GIVEN DATA:

____________

PR #1542, opened 2019-10-07
[#1541] Allow null link address for anonymous relay in createSender()

### LINKED ISSUE #1541: Enable HonoConnection to create a sender link on the anonymous relay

____________

REQUIRED ACTION:
Word for word, transcribe the entire listing shown above.

TASK RESPONSE:
PR #1542, opened 2019-10-07
[#1541] Allow null link address for anonymous relay in createSender()

### LINKED ISSUE #1541: Enable HonoConnection to create a sender link on the anonymous relay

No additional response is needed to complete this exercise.